Inheriting from System.IO.Stream has meant that we are tied to a Read method signature that is perhaps not ideal in all circumstances. Some WaveStream derived classes would benefit from a Read method that takes an array of floats or shorts, while others would benefit from using an IntPtr or unsafe byte, short or float pointer. This is part of the reason I wish Microsoft would let us cast more freely between struct types. I have some ideas for how the WaveStream base class could be made more flexible in a future version, but for now, you must always write your WaveStream output into the byte array provided.

Another possible limitation of WaveStream is that it currently offers no way of reporting any latency it introduces. Some types of DSP will introduce a delay. When you are playing back pre-recorded data, it is possible to compensate for that delay. Again, this is something I may look to introduce in a future version of NAudio, particularly if I ever get round to writing a WaveStream that can host a VST effect, which has been a long-term intention of mine.

Other WaveStream Members

These members of WaveStream are implemented in the base class. You may wish to override some of them, but on the whole they can be left alone.

bool Stream.CanRead Property

Implemented by the WaveStream base class and returns true.

bool Stream.CanSeek Property

Implemented by the WaveSteam base class and returns true.

bool Stream.CanWrite Property

Implemented by the WaveStream base class and returns false.

Stream.Flush Method

Implemented by the WaveStream base class. Does not do anything.

Stream.Seek Method

This is implemented by the WaveStream base class. It simply turns the methods into a call to the Position property setter.

Stream.SetLength Method

Throws a Not Supported Exception.

Stream.Write Method

Throws a Not Supported Exception.

int GetReadSize(int milliseconds)

Helper function that returns a recommended read size given a desired number of milliseconds of audio. The base class implementation calculates this using the WaveFormat.AverageBytesPerSecond property. This does not typically need to be overridden in derived WaveStream classes.

int BlockAlign Property

The base implementation simply gives quick access to the WaveFormat.BlockAlign property.

void Skip(int seconds) Method

This is a helper method that advances (or rewinds if seconds is negative) by the specified duration.

TimeSpan CurrentTime Property

This helper method allows you to access the current position in terms of a TimeSpan. You can also set the position using this method. The base class implementation uses the WaveFormat.AverageBytesPerSecond property to do its calculation.

TimeSpan TotalTime Property

This returns the length of the stream expressed as a timespan.

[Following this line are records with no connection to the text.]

PR #643, opened 2025-01-15
Added WithdrawFromTreasury function

gabrielfior:


prediction_market_agent/agents/microchain_agent/nft_treasury_game/deploy_nft_treasury_game.py
```diff
@@ -40,20 +39,15 @@ class DeployableAgentNFTGameAbstract(DeployableMicrochainAgentAbstract):
...
-        return safe.retrieve_threshold()
+        return SimpleTreasuryContract().required_nft_balance()
 
     @classmethod
-    def retrieve_treasury_owners(cls) -> list[ChecksumAddress]:
-        safe = cls.build_treasury_safe()
-        return [Web3.to_checksum_address(o) for o in safe.retrieve_owners()]
+    def retrieve_total_number_of_keys(cls) -> int:
+        # We could iteratively call `owner_of` for a range of token_ids, thus finding out the max supply. However,
+        # in the current implementation, no new tokens can be created and max_supply = 5, hence hardcoding it here.
```
kongzii, line 49: Just call `MAX_SUPPLY` from the contract, no need to iterate anything.

gabrielfior: Just for context: in an NFT contract, the following normally occurs
-> MAX_SUPPLY = N (N being the collection size, e.g. 100 mintable NFTs)
-> _nextTokenId = 5 (i.e. 5 NFT tokens exist)

Hence calling `MAX_SUPPLY` is incorrect in general - but in our case, it coincides with the number of NFT tokens that were minted. So since it's a coincidence, I would suggest we keep `5` instead of doing a `MAX_SUPPLY` call, if you agree.

kongzii: Okay then, but if AgentNFT would be re-deployed at some point for some reason, let's change it to ERC721Enumerable , so we have totalSupply method available.

kongzii (approved):
Cool, just move the treasury and use properly released PMAT before merging please 🙏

bool HasData(int count) Method

This function is intended to help optimise the mixing of streams. You can ask whether the stream has any non-zero data in the next count bytes. The default implementation returns true if the current Position is less than the Length. Overriding this in derived WaveStream classes allows the mixer to skip over this stream if it has no data, thus speeding things up. However, HasData should always be quick to run.

3 comments:

jibin said...

HI,
HOw we can use this waestream class for reading data from networkstream and the play it to the speakers directly using NAudio..
Need to implement a VOIP sample.
Any examples or links helpful to do this
Thanks
jibin
jibin.mn@gmail.com

Unknown said...

you need to create a custom wavestream or WaveProvider that supplies the data you read from the network from the Read method. You'll need to report the correct WaveFormat, and implement buffering. See the BufferedWaveProvider in the latest code for a good starting point.

Anonymous said...

Hi. I am new in NAudio. i am using wave stream in my program. where i produce two wavestream from two different/similar audio. How can i compare the percentage of similarity between the two wavestream?